About this task — Copy each line below exactly.

Extracted material —
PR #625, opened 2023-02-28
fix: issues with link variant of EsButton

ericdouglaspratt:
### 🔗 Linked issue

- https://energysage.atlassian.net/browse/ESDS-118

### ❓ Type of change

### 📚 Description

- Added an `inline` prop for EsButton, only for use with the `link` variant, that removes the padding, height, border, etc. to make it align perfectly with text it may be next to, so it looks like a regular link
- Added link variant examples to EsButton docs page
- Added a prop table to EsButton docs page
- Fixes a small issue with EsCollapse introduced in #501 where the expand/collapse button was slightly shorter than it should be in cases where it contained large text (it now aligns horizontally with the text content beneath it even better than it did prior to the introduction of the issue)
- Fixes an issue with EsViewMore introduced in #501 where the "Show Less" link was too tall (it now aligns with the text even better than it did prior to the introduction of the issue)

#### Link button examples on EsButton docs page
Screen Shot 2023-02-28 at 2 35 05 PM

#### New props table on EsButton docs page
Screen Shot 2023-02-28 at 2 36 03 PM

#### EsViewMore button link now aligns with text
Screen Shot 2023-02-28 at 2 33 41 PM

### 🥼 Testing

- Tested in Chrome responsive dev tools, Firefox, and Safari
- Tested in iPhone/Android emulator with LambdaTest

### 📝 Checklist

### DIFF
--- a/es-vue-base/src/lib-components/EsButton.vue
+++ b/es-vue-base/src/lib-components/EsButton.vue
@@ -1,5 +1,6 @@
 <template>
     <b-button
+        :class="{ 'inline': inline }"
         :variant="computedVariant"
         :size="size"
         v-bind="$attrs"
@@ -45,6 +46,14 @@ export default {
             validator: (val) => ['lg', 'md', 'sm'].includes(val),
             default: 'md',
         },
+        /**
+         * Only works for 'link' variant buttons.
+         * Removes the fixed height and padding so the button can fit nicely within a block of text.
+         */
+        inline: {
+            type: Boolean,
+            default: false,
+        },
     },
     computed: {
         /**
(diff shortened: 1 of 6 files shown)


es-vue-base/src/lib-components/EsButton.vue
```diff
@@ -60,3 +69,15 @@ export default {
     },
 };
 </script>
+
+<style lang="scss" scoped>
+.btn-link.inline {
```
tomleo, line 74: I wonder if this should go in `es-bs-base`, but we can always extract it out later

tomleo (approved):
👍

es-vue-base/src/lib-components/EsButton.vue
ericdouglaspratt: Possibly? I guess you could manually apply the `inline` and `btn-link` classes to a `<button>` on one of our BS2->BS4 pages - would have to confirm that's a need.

Response to the task —
PR #625, opened 2023-02-28
fix: issues with link variant of EsButton

ericdouglaspratt:
### 🔗 Linked issue

- https://energysage.atlassian.net/browse/ESDS-118

### ❓ Type of change

### 📚 Description

- Added an `inline` prop for EsButton, only for use with the `link` variant, that removes the padding, height, border, etc. to make it align perfectly with text it may be next to, so it looks like a regular link
- Added link variant examples to EsButton docs page
- Added a prop table to EsButton docs page
- Fixes a small issue with EsCollapse introduced in #501 where the expand/collapse button was slightly shorter than it should be in cases where it contained large text (it now aligns horizontally with the text content beneath it even better than it did prior to the introduction of the issue)
- Fixes an issue with EsViewMore introduced in #501 where the "Show Less" link was too tall (it now aligns with the text even better than it did prior to the introduction of the issue)

#### Link button examples on EsButton docs page
Screen Shot 2023-02-28 at 2 35 05 PM

#### New props table on EsButton docs page
Screen Shot 2023-02-28 at 2 36 03 PM

#### EsViewMore button link now aligns with text
Screen Shot 2023-02-28 at 2 33 41 PM

### 🥼 Testing

- Tested in Chrome responsive dev tools, Firefox, and Safari
- Tested in iPhone/Android emulator with LambdaTest

### 📝 Checklist

### DIFF
--- a/es-vue-base/src/lib-components/EsButton.vue
+++ b/es-vue-base/src/lib-components/EsButton.vue
@@ -1,5 +1,6 @@
 <template>
     <b-button
+        :class="{ 'inline': inline }"
         :variant="computedVariant"
         :size="size"
         v-bind="$attrs"
@@ -45,6 +46,14 @@ export default {
             validator: (val) => ['lg', 'md', 'sm'].includes(val),
             default: 'md',
         },
+        /**
+         * Only works for 'link' variant buttons.
+         * Removes the fixed height and padding so the button can fit nicely within a block of text.
+         */
+        inline: {
+            type: Boolean,
+            default: false,
+        },
     },
     computed: {
         /**
(diff shortened: 1 of 6 files shown)


es-vue-base/src/lib-components/EsButton.vue
```diff
@@ -60,3 +69,15 @@ export default {
     },
 };
 </script>
+
+<style lang="scss" scoped>
+.btn-link.inline {
```
tomleo, line 74: I wonder if this should go in `es-bs-base`, but we can always extract it out later

tomleo (approved):
👍

es-vue-base/src/lib-components/EsButton.vue
ericdouglaspratt: Possibly? I guess you could manually apply the `inline` and `btn-link` classes to a `<button>` on one of our BS2->BS4 pages - would have to confirm that's a need.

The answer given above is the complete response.